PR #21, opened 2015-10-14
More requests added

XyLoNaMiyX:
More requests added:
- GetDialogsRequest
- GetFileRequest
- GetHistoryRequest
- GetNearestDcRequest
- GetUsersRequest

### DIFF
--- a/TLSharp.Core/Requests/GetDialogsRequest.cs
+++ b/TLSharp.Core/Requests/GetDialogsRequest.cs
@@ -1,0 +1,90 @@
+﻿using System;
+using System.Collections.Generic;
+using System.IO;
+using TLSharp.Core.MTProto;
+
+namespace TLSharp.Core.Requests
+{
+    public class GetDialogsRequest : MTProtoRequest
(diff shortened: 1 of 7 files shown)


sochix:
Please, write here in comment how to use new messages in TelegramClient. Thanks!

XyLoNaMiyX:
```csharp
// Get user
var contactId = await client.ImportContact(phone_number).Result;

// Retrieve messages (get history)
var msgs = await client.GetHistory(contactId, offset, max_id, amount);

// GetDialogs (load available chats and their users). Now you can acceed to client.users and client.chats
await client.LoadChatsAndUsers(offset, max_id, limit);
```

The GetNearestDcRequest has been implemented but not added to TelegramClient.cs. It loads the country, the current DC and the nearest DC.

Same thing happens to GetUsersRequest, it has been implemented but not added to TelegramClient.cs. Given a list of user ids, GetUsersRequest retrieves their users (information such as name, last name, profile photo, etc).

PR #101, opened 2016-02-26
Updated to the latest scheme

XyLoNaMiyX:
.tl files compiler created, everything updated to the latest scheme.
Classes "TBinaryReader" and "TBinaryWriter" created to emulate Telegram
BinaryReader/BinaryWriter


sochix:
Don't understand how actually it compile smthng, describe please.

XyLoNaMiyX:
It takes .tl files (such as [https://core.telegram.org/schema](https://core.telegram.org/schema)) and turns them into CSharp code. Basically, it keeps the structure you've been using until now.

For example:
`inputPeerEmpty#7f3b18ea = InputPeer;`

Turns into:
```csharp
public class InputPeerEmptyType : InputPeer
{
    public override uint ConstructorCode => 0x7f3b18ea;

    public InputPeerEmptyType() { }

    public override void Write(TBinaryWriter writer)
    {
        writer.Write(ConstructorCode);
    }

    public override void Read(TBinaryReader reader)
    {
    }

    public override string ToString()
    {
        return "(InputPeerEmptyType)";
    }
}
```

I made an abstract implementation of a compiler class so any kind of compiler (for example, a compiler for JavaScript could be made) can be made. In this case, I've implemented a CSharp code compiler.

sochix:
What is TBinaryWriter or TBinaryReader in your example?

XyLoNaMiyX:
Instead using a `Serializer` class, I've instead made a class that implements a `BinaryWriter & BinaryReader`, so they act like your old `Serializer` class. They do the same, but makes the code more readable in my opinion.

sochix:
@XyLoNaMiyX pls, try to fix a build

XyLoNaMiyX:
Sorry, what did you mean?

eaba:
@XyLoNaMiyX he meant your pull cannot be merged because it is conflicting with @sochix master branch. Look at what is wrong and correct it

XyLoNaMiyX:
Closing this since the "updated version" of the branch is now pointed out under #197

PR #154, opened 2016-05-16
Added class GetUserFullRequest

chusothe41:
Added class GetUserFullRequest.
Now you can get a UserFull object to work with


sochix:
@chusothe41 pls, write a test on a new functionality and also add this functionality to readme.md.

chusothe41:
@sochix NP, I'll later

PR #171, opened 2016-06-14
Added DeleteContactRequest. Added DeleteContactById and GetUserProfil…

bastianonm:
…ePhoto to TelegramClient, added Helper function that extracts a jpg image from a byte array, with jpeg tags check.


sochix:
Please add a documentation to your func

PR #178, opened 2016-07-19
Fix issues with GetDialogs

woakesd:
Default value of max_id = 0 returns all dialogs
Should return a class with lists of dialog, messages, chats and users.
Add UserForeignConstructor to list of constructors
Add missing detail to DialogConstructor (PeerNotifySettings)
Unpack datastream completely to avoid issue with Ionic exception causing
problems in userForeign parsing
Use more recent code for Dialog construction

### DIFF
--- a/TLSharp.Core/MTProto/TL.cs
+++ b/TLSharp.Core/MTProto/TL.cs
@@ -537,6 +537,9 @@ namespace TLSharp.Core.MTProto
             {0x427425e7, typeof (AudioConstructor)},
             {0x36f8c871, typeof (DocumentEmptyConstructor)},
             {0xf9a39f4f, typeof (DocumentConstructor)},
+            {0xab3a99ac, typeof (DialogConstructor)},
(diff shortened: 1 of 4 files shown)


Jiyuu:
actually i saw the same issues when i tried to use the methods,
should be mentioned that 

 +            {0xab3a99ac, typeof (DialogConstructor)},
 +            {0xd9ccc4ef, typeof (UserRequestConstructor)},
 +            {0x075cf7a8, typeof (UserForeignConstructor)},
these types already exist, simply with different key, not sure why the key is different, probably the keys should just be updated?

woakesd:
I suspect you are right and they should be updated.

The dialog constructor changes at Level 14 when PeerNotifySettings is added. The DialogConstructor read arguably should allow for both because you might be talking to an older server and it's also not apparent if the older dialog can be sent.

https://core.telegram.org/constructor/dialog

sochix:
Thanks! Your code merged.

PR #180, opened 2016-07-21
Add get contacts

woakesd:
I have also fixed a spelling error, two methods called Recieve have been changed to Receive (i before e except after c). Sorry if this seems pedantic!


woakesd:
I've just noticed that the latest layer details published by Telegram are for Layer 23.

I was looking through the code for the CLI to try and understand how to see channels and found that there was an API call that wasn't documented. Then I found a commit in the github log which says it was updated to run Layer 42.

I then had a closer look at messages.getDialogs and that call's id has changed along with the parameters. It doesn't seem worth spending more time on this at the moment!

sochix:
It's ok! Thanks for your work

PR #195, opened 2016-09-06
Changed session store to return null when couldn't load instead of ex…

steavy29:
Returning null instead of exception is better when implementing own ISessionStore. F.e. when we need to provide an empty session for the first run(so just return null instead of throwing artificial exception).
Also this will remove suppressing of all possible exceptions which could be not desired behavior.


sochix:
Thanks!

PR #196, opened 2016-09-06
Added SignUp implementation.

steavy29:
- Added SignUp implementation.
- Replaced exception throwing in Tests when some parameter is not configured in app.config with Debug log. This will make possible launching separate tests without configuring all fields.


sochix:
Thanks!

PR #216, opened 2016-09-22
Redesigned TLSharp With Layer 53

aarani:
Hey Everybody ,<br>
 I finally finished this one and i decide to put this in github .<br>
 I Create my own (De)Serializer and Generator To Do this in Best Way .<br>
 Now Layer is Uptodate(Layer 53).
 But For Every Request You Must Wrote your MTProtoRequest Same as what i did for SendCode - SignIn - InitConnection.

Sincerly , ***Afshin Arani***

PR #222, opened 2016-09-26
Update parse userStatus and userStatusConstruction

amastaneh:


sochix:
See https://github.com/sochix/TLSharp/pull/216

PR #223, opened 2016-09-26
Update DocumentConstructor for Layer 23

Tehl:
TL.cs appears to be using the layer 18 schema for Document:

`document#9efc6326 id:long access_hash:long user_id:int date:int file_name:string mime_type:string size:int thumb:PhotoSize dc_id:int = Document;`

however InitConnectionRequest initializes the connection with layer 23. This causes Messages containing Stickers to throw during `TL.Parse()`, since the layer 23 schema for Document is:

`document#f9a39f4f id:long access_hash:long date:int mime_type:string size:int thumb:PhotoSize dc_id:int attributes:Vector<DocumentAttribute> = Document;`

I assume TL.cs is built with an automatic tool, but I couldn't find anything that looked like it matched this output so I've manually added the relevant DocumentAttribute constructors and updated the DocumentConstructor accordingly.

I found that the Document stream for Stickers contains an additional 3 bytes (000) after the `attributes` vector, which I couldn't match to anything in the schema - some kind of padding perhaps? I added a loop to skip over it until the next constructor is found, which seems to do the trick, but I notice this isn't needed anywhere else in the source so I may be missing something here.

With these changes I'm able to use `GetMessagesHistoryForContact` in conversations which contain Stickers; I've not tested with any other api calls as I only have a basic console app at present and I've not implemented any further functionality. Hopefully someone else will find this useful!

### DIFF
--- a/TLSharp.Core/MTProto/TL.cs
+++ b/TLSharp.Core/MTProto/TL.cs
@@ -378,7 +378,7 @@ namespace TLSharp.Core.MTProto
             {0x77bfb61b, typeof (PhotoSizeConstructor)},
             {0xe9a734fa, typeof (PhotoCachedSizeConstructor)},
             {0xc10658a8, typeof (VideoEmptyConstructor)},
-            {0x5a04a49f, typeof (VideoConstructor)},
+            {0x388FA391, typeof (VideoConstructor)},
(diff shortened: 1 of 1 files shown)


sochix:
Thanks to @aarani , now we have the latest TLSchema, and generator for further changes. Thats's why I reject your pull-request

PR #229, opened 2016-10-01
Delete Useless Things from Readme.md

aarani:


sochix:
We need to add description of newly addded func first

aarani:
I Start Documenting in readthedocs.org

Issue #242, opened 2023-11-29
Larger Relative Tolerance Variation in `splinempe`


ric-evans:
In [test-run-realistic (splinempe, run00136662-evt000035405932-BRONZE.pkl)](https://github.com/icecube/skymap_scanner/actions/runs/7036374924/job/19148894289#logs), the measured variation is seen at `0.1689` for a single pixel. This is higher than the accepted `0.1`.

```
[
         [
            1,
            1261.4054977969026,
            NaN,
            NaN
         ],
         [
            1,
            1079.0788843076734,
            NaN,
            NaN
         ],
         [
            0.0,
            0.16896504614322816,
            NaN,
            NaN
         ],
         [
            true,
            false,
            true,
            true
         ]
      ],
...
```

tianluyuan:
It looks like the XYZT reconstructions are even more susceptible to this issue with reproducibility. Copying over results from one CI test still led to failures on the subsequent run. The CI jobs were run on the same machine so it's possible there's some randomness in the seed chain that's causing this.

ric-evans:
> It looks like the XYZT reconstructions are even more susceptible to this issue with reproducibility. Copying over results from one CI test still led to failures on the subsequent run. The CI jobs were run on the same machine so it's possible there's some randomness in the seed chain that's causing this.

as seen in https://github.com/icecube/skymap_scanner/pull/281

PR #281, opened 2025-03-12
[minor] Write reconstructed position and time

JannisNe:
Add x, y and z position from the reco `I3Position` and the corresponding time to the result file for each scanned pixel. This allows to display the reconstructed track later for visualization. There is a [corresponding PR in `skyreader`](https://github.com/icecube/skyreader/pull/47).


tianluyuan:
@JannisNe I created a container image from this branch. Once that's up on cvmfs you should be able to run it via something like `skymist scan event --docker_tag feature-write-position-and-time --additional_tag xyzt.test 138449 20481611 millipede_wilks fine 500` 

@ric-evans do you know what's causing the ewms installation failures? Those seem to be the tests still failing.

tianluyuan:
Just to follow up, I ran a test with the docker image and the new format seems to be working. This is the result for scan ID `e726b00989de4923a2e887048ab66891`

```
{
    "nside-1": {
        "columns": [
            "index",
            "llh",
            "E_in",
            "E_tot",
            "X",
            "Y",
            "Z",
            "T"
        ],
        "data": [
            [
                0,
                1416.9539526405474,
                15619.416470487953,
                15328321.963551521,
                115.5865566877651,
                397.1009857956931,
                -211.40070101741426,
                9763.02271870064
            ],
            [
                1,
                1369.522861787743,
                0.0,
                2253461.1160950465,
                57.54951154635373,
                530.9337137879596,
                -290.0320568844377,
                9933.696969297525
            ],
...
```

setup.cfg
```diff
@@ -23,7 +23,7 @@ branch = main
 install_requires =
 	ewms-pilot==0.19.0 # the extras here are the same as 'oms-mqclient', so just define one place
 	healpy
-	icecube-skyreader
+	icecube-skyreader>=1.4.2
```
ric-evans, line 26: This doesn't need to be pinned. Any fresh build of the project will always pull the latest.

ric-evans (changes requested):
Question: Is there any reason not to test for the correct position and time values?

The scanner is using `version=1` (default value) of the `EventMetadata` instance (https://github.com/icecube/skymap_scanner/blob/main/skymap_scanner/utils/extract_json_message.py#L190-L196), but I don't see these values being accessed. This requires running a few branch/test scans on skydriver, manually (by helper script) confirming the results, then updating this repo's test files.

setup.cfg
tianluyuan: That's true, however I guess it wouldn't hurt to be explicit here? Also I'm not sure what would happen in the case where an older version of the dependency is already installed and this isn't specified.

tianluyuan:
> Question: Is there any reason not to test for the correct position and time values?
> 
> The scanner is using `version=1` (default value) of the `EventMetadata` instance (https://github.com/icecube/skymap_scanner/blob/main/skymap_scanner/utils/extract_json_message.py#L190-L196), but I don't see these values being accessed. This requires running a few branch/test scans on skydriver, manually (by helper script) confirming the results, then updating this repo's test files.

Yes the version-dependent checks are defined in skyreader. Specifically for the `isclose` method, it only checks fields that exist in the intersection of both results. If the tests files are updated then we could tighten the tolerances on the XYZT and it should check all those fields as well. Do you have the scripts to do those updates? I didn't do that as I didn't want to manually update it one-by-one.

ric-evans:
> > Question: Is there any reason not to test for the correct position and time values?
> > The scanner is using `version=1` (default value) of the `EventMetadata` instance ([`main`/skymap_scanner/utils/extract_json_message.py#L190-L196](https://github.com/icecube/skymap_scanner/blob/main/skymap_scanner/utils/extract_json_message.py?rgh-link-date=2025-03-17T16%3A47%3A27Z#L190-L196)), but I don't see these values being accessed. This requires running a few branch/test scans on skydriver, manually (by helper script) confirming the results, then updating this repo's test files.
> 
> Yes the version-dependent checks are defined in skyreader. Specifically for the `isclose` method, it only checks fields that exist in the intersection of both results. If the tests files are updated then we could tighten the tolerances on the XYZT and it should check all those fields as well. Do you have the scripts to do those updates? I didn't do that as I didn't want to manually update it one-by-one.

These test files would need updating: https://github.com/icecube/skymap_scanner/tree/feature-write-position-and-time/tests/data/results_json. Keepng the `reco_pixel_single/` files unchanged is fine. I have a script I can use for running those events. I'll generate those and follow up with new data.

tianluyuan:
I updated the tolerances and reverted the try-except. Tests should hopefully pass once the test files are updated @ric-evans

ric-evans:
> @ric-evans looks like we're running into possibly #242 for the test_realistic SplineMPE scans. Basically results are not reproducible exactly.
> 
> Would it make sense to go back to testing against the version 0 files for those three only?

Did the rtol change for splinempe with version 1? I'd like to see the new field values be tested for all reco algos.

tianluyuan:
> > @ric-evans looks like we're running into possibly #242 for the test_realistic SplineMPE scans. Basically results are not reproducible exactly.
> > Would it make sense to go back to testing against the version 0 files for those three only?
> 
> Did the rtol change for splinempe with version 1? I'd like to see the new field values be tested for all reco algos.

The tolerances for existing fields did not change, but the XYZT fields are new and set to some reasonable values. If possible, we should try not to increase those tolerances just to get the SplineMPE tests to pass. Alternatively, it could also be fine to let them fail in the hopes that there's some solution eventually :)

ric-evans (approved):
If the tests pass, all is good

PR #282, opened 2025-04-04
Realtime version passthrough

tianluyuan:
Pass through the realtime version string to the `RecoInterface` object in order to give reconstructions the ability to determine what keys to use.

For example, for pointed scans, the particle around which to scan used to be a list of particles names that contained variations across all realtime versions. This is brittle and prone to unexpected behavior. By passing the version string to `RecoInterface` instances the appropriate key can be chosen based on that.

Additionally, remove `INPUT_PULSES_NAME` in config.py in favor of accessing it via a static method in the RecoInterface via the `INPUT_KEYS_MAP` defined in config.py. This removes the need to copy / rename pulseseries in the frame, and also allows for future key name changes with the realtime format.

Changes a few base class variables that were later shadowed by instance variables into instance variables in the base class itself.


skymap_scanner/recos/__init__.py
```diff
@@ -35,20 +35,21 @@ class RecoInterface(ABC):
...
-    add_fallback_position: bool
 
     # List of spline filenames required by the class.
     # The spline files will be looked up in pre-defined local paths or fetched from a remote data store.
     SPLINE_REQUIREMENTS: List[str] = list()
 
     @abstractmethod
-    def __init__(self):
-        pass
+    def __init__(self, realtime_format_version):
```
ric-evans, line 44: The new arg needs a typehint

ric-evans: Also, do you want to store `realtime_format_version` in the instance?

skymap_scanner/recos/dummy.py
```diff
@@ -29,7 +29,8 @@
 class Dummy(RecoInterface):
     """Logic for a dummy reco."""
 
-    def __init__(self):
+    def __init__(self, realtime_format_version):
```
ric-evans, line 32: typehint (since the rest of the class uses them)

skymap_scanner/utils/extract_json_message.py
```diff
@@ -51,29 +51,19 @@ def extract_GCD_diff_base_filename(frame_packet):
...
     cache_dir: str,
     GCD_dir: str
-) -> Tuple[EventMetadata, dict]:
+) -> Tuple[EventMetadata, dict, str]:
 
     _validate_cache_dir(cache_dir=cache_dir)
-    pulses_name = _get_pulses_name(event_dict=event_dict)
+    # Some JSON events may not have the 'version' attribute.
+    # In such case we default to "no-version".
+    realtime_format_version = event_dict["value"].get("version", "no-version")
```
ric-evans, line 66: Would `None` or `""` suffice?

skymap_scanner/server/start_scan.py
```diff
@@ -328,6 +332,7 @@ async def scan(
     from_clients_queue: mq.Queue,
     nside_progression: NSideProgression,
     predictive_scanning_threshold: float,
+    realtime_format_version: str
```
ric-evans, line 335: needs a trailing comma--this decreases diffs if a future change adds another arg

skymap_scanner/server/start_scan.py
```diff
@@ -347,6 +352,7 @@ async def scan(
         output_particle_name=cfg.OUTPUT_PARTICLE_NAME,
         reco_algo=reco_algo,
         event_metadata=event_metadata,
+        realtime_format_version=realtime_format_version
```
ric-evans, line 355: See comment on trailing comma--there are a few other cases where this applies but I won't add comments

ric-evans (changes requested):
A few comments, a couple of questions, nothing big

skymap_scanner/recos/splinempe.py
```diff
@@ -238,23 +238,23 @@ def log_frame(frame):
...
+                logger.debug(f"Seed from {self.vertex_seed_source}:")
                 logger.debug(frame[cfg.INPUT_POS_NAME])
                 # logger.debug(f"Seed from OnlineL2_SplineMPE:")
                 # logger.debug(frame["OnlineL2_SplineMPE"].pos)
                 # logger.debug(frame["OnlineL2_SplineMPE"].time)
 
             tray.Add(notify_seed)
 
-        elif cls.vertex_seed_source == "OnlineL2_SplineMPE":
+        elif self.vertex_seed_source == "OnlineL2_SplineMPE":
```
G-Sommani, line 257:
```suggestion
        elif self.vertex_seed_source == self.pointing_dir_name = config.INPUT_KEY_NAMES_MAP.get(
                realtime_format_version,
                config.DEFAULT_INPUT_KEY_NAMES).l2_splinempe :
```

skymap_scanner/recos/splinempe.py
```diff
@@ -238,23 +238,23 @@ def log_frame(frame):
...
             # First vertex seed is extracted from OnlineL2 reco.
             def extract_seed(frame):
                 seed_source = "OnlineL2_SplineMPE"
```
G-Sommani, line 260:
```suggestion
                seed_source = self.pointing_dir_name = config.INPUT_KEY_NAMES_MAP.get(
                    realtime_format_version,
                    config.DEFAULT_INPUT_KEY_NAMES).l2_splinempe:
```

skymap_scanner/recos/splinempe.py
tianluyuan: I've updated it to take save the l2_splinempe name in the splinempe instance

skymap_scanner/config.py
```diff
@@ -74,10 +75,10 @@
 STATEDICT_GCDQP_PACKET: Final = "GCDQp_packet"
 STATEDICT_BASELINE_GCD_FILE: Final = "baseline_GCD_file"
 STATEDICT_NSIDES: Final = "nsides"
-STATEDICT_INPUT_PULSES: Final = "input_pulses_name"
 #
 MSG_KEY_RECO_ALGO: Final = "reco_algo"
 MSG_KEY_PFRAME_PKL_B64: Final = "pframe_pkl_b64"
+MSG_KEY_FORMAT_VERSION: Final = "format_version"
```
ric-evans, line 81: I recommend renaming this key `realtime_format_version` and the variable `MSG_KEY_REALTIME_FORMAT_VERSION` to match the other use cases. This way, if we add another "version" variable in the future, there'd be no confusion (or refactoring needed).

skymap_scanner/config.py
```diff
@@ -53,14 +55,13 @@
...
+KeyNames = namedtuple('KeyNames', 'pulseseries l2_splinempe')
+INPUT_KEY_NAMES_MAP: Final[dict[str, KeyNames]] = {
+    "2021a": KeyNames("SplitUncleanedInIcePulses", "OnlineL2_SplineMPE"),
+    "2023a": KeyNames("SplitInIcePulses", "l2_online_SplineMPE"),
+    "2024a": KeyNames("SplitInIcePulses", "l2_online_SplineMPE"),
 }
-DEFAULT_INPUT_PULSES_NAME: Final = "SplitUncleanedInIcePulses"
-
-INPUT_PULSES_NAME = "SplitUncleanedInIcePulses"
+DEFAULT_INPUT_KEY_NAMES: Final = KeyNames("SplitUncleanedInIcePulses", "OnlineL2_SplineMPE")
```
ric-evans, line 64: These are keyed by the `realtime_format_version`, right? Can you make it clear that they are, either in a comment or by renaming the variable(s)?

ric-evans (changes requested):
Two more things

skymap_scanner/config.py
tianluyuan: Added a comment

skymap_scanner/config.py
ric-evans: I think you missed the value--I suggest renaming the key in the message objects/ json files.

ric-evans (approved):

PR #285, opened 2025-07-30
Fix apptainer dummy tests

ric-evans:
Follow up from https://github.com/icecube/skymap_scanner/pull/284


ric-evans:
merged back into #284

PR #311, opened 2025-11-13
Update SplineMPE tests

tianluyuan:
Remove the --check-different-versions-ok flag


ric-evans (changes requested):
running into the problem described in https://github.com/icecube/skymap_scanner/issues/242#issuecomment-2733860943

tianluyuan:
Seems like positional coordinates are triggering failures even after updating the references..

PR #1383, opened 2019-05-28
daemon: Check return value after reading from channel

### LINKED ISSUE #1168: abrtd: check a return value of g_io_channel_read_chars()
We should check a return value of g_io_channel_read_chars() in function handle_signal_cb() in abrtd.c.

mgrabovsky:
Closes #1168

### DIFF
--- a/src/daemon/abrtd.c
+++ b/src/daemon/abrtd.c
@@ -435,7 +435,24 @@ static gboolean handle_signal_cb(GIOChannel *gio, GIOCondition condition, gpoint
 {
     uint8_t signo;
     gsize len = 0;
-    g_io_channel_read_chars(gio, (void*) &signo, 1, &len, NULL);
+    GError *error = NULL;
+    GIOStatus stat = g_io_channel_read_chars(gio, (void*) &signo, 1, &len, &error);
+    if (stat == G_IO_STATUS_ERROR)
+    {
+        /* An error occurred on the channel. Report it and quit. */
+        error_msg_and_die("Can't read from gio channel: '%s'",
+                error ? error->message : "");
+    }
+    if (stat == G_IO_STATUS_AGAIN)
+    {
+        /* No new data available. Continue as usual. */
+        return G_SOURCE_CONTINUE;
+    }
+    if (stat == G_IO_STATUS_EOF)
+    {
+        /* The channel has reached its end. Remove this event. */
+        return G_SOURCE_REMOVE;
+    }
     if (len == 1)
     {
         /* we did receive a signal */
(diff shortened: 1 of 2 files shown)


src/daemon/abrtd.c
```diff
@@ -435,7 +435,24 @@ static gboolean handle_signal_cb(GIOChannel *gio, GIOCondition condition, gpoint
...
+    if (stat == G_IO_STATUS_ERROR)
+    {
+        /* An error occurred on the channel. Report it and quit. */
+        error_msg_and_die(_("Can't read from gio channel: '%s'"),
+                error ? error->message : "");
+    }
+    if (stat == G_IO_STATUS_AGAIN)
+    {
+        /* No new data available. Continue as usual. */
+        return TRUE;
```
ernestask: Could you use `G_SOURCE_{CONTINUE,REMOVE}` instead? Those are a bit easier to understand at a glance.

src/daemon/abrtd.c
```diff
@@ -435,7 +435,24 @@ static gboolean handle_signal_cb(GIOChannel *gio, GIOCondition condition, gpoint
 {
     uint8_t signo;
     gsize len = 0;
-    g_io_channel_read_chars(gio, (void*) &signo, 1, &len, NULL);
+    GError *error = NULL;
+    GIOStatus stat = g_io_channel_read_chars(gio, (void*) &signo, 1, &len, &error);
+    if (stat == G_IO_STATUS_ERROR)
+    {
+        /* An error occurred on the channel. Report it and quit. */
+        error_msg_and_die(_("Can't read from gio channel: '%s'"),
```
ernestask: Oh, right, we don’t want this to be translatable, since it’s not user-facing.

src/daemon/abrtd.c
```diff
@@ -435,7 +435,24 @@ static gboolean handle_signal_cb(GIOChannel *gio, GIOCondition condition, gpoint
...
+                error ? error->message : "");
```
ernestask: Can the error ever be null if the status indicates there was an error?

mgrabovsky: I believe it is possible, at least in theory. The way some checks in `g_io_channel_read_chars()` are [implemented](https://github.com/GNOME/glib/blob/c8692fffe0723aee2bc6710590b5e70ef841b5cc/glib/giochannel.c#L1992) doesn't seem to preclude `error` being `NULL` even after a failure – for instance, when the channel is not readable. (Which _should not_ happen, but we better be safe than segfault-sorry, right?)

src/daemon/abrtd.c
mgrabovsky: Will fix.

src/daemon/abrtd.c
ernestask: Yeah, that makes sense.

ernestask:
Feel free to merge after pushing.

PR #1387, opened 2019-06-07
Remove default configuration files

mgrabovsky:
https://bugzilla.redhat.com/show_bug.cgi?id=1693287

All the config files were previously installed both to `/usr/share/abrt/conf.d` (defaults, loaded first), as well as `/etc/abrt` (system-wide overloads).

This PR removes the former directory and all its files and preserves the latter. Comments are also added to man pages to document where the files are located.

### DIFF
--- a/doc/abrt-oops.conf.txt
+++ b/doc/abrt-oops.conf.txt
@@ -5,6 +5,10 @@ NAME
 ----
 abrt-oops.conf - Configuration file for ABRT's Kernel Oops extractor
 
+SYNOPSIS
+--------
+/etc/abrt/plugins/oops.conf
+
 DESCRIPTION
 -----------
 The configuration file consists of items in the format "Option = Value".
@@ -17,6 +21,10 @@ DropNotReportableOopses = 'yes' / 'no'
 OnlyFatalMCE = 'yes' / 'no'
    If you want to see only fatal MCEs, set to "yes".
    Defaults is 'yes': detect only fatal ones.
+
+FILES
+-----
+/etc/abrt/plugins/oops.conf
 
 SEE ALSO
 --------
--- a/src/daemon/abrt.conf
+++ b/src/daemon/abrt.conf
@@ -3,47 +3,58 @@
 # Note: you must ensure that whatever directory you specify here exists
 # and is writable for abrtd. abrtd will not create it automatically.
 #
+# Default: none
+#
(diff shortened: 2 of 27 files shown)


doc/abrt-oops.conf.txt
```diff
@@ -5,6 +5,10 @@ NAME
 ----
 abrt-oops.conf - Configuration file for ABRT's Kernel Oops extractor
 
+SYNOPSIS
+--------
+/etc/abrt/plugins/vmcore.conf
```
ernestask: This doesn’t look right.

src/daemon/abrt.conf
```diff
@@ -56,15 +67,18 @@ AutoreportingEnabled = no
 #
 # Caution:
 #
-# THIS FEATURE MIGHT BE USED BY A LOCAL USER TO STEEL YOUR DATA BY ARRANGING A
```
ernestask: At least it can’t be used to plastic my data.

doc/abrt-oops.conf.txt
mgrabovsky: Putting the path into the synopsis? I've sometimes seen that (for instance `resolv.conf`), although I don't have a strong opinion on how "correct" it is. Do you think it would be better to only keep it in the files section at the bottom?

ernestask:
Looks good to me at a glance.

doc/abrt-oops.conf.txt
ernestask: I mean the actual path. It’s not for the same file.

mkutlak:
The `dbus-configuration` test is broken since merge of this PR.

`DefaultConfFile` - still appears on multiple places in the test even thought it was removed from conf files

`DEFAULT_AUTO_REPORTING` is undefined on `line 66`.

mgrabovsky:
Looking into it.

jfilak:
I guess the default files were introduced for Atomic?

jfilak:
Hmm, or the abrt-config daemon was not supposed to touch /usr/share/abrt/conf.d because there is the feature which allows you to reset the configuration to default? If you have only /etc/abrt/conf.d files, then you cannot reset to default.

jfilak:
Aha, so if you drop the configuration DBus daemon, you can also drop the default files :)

Task :: Retype exactly the lines above, from the one with "Update parse userStatus" through the one with "however InitConnectionRequest initializes", inclusive.

Output for this task ::
Update parse userStatus and userStatusConstruction

amastaneh:


sochix:
See https://github.com/sochix/TLSharp/pull/216

PR #223, opened 2016-09-26
Update DocumentConstructor for Layer 23

Tehl:
TL.cs appears to be using the layer 18 schema for Document:

`document#9efc6326 id:long access_hash:long user_id:int date:int file_name:string mime_type:string size:int thumb:PhotoSize dc_id:int = Document;`

however InitConnectionRequest initializes the connection with layer 23. This causes Messages containing Stickers to throw during `TL.Parse()`, since the layer 23 schema for Document is:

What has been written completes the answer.